HTML Purifier: disable syntax repair

Consider the following setup of HTML Purifier:

require_once 'library/HTMLPurifier.auto.php';

$config = HTMLPurifier_Config::createDefault();
$config->set('Core.EscapeInvalidTags', true);
$purifier = new HTMLPurifier($config);
$clean_html = $purifier->purify($dirty_html);

If you run the following case:

$dirty_html = "<p>lorem <script>ipsum</script></p>";

//output
<p>lorem &lt;script&gt;ipsum&lt;/script&gt;</p>

As expected, instead of removing the invalid tags, it just escaped them all.

However, consider these other test cases:

case 1

$dirty_html = "<p>lorem <b>ipsum</p>";

//output
<p>lorem <b>ipsum</b></p>

//desired output
<p>lorem &lt;b&gt;ipsum</p>

case 2

$dirty_html = "<p>lorem ipsum</b></p>";

//output
<p>lorem ipsum</p>

//desired output
<p>lorem ipsum&lt;/b&gt;</p>

case 3

$dirty_html = "<p>lorem ipsum<script></script></p>";

//output
<p>lorem ipsum&lt;script /&gt;</p>

//desired output
<p>lorem ipsum&lt;script&gt;&lt;/script&gt;</p>

Instead of just escaping the invalid tags, first it repairs them and then escapes them. This way things can get very strange, for example:

case 4

$dirty_html = "<p><a href='...'><div>Text</div></a></p>";

//output
<p><a href="..."></a></p><div><a href="...">Text</a></div><a href="..."></a>&lt;/p&gt;

Question
Therefore, is it possible to disable the syntax repair and just escape the invalid tags?

Solution

The reason you're seeing a syntax repair is because of the fundamental way that HTML Purifier approaches the topic of HTML sanitation: It first parses the HTML to understand it, then decides which of the elements to keep in the parsed representation, then renders the HTML.

You might be familiar with one of stackoverflow's most famous answers, which is an amused and exasperated observation that true regular expressions can't parse HTML - you need additional logic, since HTML is a context-free language, not a regular language. (Modern 'regular' expressions are not formal regular expressions, but that's another matter.) In other words, if you actually want to know what's going on in your HTML - so that you correctly apply your white- or blacklisting - you need to parse it, which means the text ends up in a totally different representation.

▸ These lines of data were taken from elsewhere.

PR #2175, opened 2022-01-18
Fix: `wallet_remove_addresses` does not update wallet file

### LINKED ISSUE #2172: `wallet_remove_addresses` does not update wallet file
1. `wallet_generate_private_key`
2. `wallet_remove_addresses xxxx`
3. `exit`
4. Launch client again
5. `wallet_info` address is still there!

AurelienFT:
I have fixed by calling `save()`. `save()` can fail with a Result so I changed the return type to be able to propagate the error.

Fix #2172.

### DIFF
--- a/massa-client/src/cmds.rs
+++ b/massa-client/src/cmds.rs
@@ -471,11 +471,11 @@ impl Command {
                 let mut res = "".to_string();
                 for key in parse_vec::<Address>(parameters)?.into_iter() {
                     match wallet.remove_address(key) {
-                        Some(_) => {
+                        Ok(_) => {
                             res.push_str(&format!("Removed address {} from the wallet\n", key));
                         }
-                        None => {
-                            res.push_str(&format!("Address {} wasn't in the wallet\n", key));
+                        Err(err) => {
+                            res.push_str(&err.to_string());
                         }
                     }
                 }
--- a/massa-client/src/cmds.rs
+++ b/massa-client/src/cmds.rs
@@ -12,7 +12,7 @@ use massa_models::{
 };
 use massa_signature::{generate_random_private_key, PrivateKey, PublicKey};
 use massa_time::MassaTime;
-use massa_wallet::Wallet;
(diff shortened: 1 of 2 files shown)


massa-client/src/cmds.rs
```diff
@@ -471,11 +471,11 @@ impl Command {
                 let mut res = "".to_string();
                 for key in parse_vec::<Address>(parameters)?.into_iter() {
                     match wallet.remove_address(key) {
-                        Some(_) => {
+                        Ok(_) => {
                             res.push_str(&format!("Removed address {} from the wallet\n", key));
                         }
-                        None => {
```
damip, line 477: let's keep this branch with `Err(MissingKeyError(_)) => res.push_str(&format!("Address {} wasn't in the wallet\n", key))` because it's a common error that needs proper formatting

massa-wallet/src/lib.rs
```diff
@@ -77,8 +77,9 @@ impl Wallet {
         }
     }
 
-    pub fn remove_address(&mut self, address: Address) -> Option<(PublicKey, PrivateKey)> {
-        self.keys.remove(&address)
+    pub fn remove_address(&mut self, address: Address) -> Result<(), WalletError> {
+        self.keys.remove(&address).ok_or(WalletError::MissingKeyError(address))?;
+        self.save()
     }
```
damip, line 84: also need to run "cargo fmt" before pushing for sanity

damip (changes requested):

massa-wallet/src/lib.rs
damip: otheerwise, all good !

AureliaDolo: You can set up you code editor to run cargo fmt on save

AurelienFT: Yes I have made it but only on the massa_client subfolder. Done.

damip (approved):

damip:
bors merge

An example of how parsing causes changes between input and output is that HTML Purifier strips extraneous whitespace from between attributes, which may not bother you in your case, but still stems from that the parsed representation of HTML is quite different from the text representation. It's not trying to preserve the form of your input - it's trying to preserve the function.

This gets tricky when there is no clear function and it has to start guessing. To pick an example, imagine while going through the HTML input, you come across what looks like an opening <td> tag in the middle of nowhere - you can consider it valid if there was an unclosed <td> tag a while back as long as you add a closing tag, but if you had escaped the first tag as <td>, you would need to discard the text data that would have been in the <td> since - depending on browser rendering - it may put data into parts of the page visually outside the fragment, i.e. places that are not clearly user-submitted.

In brief: You can't easily disable all syntax repair and/or tidying without having to rummage through the parsing guts of HTML Purifier and ensuring no information you find valuable is lost.

That said, you can try switching the underlying parsing engine with Core.LexerImpl and see if it gets you better results! :) DOMLex definitely adds missing ending nodes right from the get-go, but from a cursory glance, DirectLex may not. There is a large chunk of autoclosing logic in HTMLPurifier's MakeWellFormed strategy class which might also pose a problem for you.

Depending on why you want to preserve this data, though (to allow analysis?), saving the original input separately (while leaving HTML Purifier itself be) may provide you with a better solution.